Even if one of the situations described above is present, a law firm does not always need to honor a right to be forgotten request. For example, a firm can choose to decline such a request if honoring it would interfere with a European legal obligation imposed on it to maintain the data, or if the data is needed to establish, exercise, or defend a legal claim.9
The net result is that if a former client requests that a law firm erase information that it has about the client, it is possible that some portion of that information should be erased. For example, if the law firm has information that was relevant to a particular representation (e.g., exhibits used at trial or notes relating to the representation) and the representation has concluded the law firm may determine that it no longer has a purpose for maintaining the information.

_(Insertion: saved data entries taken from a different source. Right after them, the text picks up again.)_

PR #221, opened 2017-10-23
use correct pointer (gnc_numeric**) with qof_instance_get

jmarino:
Function `qof_instance_get` needs a `gnc_numeric**` instead of a `gnc_numeric*` to work correctly.
The proper usage of function `qof_instance_get` with a `gnc_numeric` is shown in function:
```
split-register-model.c:gnc_template_register_get_debcred_entry
```

This bug had an interesting side effect. It was causing the session to be marked as dirty on startup: the Save button is active and an asterisk (*) appears in the window title.
One of the last steps when reading the user data file is to replay any scheduled transaction. This bug produced wrong values for `"sx-debit-numeric"` and `"sx-credit-numeric"` which forced the transaction
to be modified marking the whole session as dirty.

### DIFF
--- a/libgnucash/app-utils/gnc-sx-instance-model.c
+++ b/libgnucash/app-utils/gnc-sx-instance-model.c
@@ -78,7 +78,7 @@ scrub_sx_split_numeric (Split* split, const char *debcred)
     const char *numeric = is_credit ?
         "sx-credit-numeric" : "sx-debit-numeric";
     char *formval;
-    gnc_numeric numval;
+    gnc_numeric *numval = NULL;
     GHashTable *parser_vars = g_hash_table_new (g_str_hash, g_str_equal);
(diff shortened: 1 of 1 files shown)


gjanssens:
This PR seems closely related to [PR#145](https://github.com/Gnucash/gnucash/pull/145). Perhaps they should be considered together.

jmarino:
Sorry I didn't see PR #145. I see you guys are on top of this already.
I must admit I did not fully understand how things fully work or why my patch fixed anything at all. I just replicated the way gnc-numerics are accessed somewhere else.

gjanssens:
Well, since two people have now offered (the same) solution to the problem, this tickled me enough to complete the issues brought up in PR #145 

It should now be solved, using your (and @Bob-IT's patch). Thanks again!

PR #222, opened 2017-10-23
Flat Bayes Import Map KVP

limitedAtonement:
This also required compiling `Account.c` as `Account.cpp`. There were a number of changes to `kvp-frame` (and exposed by `qofinstance`) to support flat KVP structures. This allows callers to search KVP by prefix. Each commit passes make check and has somewhat detailed comments.

### DIFF
--- a/common/test-core/test-stuff.h
+++ b/common/test-core/test-stuff.h
@@ -57,7 +57,9 @@ Otherwise, only failures are printed out.
 #include <glib.h>
 #include <stdlib.h>
 
-
+#ifdef __cplusplus
+extern "C" {
+#endif
 
 /* Privately used to indicate a test result. You may use these if you
  * wish, but it's easier to use the do_test macro above.
@@ -150,5 +152,8 @@ gint64 get_random_gint64(void);
 double get_random_double(void);
 const char* get_random_string_in_array(const char* str_list[]);
 
+#ifdef __cplusplus
+} /*extern "C"*/
+#endif
 
 #endif /* TEST_STUFF_H */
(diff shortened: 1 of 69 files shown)


limitedAtonement:
I think I pushed too quickly and broke the travis build (https://travis-ci.org/Gnucash/gnucash/builds/292637860). Can someone restart it? Or perhaps I should rewrite and force push the branch again?

gjanssens:
@limitedAtonement Do you not have authority to do so yourself ? I see a "Restart Build" button on the right hand side of the build's overview page. And there are also buttons to restart each individual job. If they are not there for you, I'll just click them for you...

limitedAtonement:
I don't have authority, but I know what you're talking about. On my travis-ci account, I see them, but not on Gnucash's:

image
image

gjanssens:
Interesting. I would expect one to have authorization to restart tests for PR's you created yourself, but that's a wrong assumption. I have restarted for you.

limitedAtonement:
The build failed because of a docker image problem; Travis says, "We’re investigating reports of timeouts in builds while pulling images from Docker Hub." Could you restart the two arch linux builds?

gjanssens:
Done. BTW, the Arch autotools build fails more frequently than the other builds. I don't know why though.

limitedAtonement:
Yeah, I don't know why, either. It seems to be a race condition in the build scripts, but I don't know why it would be exposed more on an arch docker image. It does happen on the ubuntu build sometimes, too, right?

limitedAtonement:
It looks like the travis CI integration isn't working...I don't see it at least. I'll close and reopen.

PR #223, opened 2017-10-24
Further income-gst-statement and transaction enhancements

christopherlam:
This PR will do the following

1. Enhance the 'new feature' account selector from a substring matcher to full regex capabilities. This will apply to both _transaction.scm_ and _income-gst-statement.scm_ - I think the average gnucash user is capable of handling basic regex matching techniques.
2. The (split-adder) function in income-gst-statement gets the full functional programming treatment, avoiding (set!) calls.
3. Change 'Total Sales/Purchases' headings to uppercase which will aid differentiation for the accountant. Improve Input/Output tax account reporting to display 'None' if no tax accounts were selected.


christopherlam:
I think while 2.7.0 is still cooking there's still time to upgrade the account substring into a regex matcher.

Plus, there is a demand for a description/notes/memo filter in transaction.scm - perhaps a regex matcher can also be offered? This may need another tab, I can add in another PR.

jralls:
I disagree that the average user is able to handle regexes, though since we offer regexes in the Find dialog that's not a good reason not to offer it here, too. That said, most users should be comfortable with globs (they'll know them as "wildcards"). Would that be sufficient for your use case?

christopherlam:
The main motivation towards regex matcher stems from Doug's popular transaction.scm enhancements; see screenshot to illustrate a "complex" description substring matcher but has very limited options. I have some reservations about his suggested options and the general code cleanliness, but I figure incremental upgrades to transaction.scm will be welcome. 

My own use case is actually achieved via coding Expenses:Chris^1:(numerous subaccounts) and I'll just scan for ^1, therefore I don't actually need regex. But description/notes/memo matcher could benefit from a substring/regex filter too.

What are your thoughts?

Most importantly I wouldn't know how to formulate a glob matcher in scheme... regex was easily callable and seemed to fit the bill.

image

jralls:
Slib provides [filename-match and filename-substitute](http://soc.if.usp.br/manual/slib/slib_4.html#Filenames) that you could probably bend to your will. Another angle would be to parse the submission into a regex by substituting '.*' for '*', '.?' for '?' and passing the result to regex. In that implementation you could even provide a checkbox that would enable full regex support, but it will need to say what flavor of regex (POSIX extended) either in documentation or a tooltip.

Separately neither globbing nor regex matching should be the default: Users who don't know what a regex is but who include regex or glob special characters in their account names are going to be unpleasantly surprised when their strings don't match or match more than they want because they didn't understand that they have to escape some of the characters.

christopherlam:
I've checked out glob which is nice, but doesn't provide OR matching.

How does the following look?

image

jralls:
Yes, it's true that globs are a lot more limited than regexes. That's kind of the point: No one has ever needed to write a 300-page book called "Mastering Globs".

The check box is OK, but spell out "regular expressions" and the default should be unchecked.

christopherlam:
Screenshot for Transaction Matcher. Tooltips displayed.

I'd add to General tab. If we add another tab, the tablist will be vertical.

image

christopherlam:
I think this is now complete. Upgrades income-gst-statement and transaction.scm. The main visible changes are

1. Account substring matcher upgraded to optional regex
2. Introduce a Transaction Desc/Memo/Notes matcher - is also a substring (or regex) matcher
3. Some strings improved for further visibility/clarity

## Under the hood
1. income-gst-statement core (split-adder) function upgraded to pure FP
2. some internal functions (splits-filter-unique-transactions) and (is-filter-member) upgraded to use srfi-1 functions
3. combined filtering (to/from accounts, substring/regex matcher) seems elegant without losing clarity

tested using 2.7 and 2.6.18

jralls:
Merged, thanks!

PR #224, opened 2017-10-26
Account to cpp

limitedAtonement:
I think this will fix https://bugzilla.gnome.org/show_bug.cgi?id=761682, but I would appreciate another pair of eyes. It involves a run-once conversion of the bayes import data.


limitedAtonement:
I thought of another case that I need to test...Sorry for on again and off again, it seems there are a lot of moving parts to this one.

PR #225, opened 2017-10-27
Updating home directory to fix CI error messages

limitedAtonement:
Also removed some redundant build configurations.


jralls:
Merged via unstable. Thanks.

On the other hand, it is extremely unlikely that a law firm would be required to delete all of the information that it maintains about a former client. For example, a law firm has a legitimate interest in retaining information concerning the name of a former client and the nature of the firm’s representation as part of operating a robust conflicts database. In the vast majority of situations, the law firm’s interest in being able to avoid potential conflicts arguably outweighs any interest that the client has in the erasure of the data.